Photo: Virginia Star
Hands up if you think the GST is going to stay at 10 per cent.
If you believe that, I bet you also believed in the tooth fairy, in the Australian government when it said it would only use the tax file number for tax, in Julia Gillard when she said she wouldn't increase the Medicare levy and in John Howard when he said he wouldn't introduce a GST in the first place. Things change. The GST hasn't, yet. But it was designed to.
Think about the agony that went into building it. More than a million Australian businesses were forced to become tax collectors. They are made to complete business activity statements, to install special computer codes on their cash registers and to hang on to money destined for the Tax Office they would rather spend. A University of NSW study finds it the most expensive of the taxes for businesses to collect, costing each business an average of $12,000 a year.
But now that it is in place, the extra cost of raising it is next to nothing. All that's needed is a small change to the line of computer code in each cash register. The real work has already been done.
Imagine a building constructed with super strong supports in the expectation that one day an extra storey will be placed on top. The building is ready and one day the extra storey most probably will be placed on top because it's a very cheap way of getting extra space.
The Treasury has ranked Australia's 12 most important taxes in terms of the trouble that would be caused by increasing each one a little more. The most trouble are mining royalties, insurance taxes, payroll taxes and company tax. About the easiest, right at the cheap end, is the GST. It is already in place and by international standards it is low.
New Zealand lifted its GST from 10 per cent to 12.5 per cent and then to 15 per cent. Introducing it was difficult. Lifting it was easy. Britain began with 10 per cent and now has 20 per cent. Germany has 19 per cent, France 19.6 per cent. China has 17 per cent.

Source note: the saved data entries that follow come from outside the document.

PR #52, opened 2020-08-08
Check consistency between row and header length

### LINKED ISSUE #51: Csv decoding should fail when row width does not match header width
Consider an ill-formed file such as this: (spaces around `\t` for readability; assume they aren't there)

```
user-generated-text \t some-number
First line is ok \t 1
Unescaped\t raw tab in here \t 2
```

Note that the last line there has an extra tab character because the source of the file did not properly escape data from user input

Currently what happens is that a `CsvRowDecoder` *coincidentally* fails because for this one schema, the "shifted" column ends up putting `raw tab in here` into the `some-number` header column, which is using a `CellDecoder[Int]`

But if our `CellDecoder` had instead been expecting to receive a string there, I believe it would *pass without error*.

When this condition happens `(row.length != headers.length)`, the entire stream should abort with an error, rather than continuing to emit potentially malformed results. This check would also catch a case where a user-input `\n` in the middle of an unescaped field would cause nonsense lines.

satabin:
When a header row is required by the user, then it is better to check
consistency of following rows, so that we do not emit bogus rows where
length of headers and values do not match. This can lead to hard to spot
and debug problems.

Fixes #51

### DIFF
--- a/csv/generic/src/fs2/data/csv/generic/MapShapedCsvRowEncoder.scala
+++ b/csv/generic/src/fs2/data/csv/generic/MapShapedCsvRowEncoder.scala
@@ -29,7 +29,7 @@ object MapShapedCsvRowEncoder extends LowPrioMapShapedCsvRowEncoderImplicits {
       ev: <:<[Anno, Option[CsvName]],
       witness: Witness.Aux[Key]): WithAnnotations[Wrapped, FieldType[Key, Repr] :: HNil, Anno :: HNil] =
     (row: Repr :: HNil, annotation: Anno :: HNil) =>
-      CsvRow(NonEmptyList.one(Last(row.head)), NonEmptyList.one(annotation.head.fold(witness.value.name)(_.name)))
+      new CsvRow(NonEmptyList.one(Last(row.head)), NonEmptyList.one(annotation.head.fold(witness.value.name)(_.name)))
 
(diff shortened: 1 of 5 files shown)


ybasket:
I think the equal lengths of headers and values is an invariant to `CsvRow`. Hence, I tend to say we should put the check there and not in the parsers, for example by hiding the constructor and providing an `apply` method which forces you to handle violations by returning some `Either[..., CsvRow]` or similar. That way, we're sure we can't accidentally have corrupt instances by forgetting the check in the parser. WDYT?

satabin:
> I think the equal lengths of headers and values is an invariant to `CsvRow`. Hence, I tend to say we should put the check there and not in the parsers, for example by hiding the constructor and providing an `apply` method which forces you to handle violations by returning some `Either[..., CsvRow]` or similar. That way, we're sure we can't accidentally have corrupt instances by forgetting the check in the parser. WDYT?

Good Idea. It will also allow me to use `rethrow` instead of `flatMap` to handle failure.

satabin:
@ybasket Pushed the change. There might be a way to use shapeless in the generic module to statically ensure that calling the constructor is safe, but I am not sure it is worth the hassle, since the two invocations of the `CsvRow` constructor in the module are pretty safe.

Taxes are always at their most unpopular before they are introduced. Remember the fringe benefits tax, the capital gains tax, the carbon tax? Each was talked about in apocalyptic terms before it was introduced. Afterwards, each is, if not popular, certainly little remarked upon.
Labor's Kim Beazley looked silly when he continued to promise to roll back the goods and services tax. Tony Abbott looks just as silly continuing to pledge to roll back the carbon tax. Experts have a saying: ''An old tax is a good tax.'' That's why our GST will inevitably be lifted. It is old, it is relatively low, and we will need more.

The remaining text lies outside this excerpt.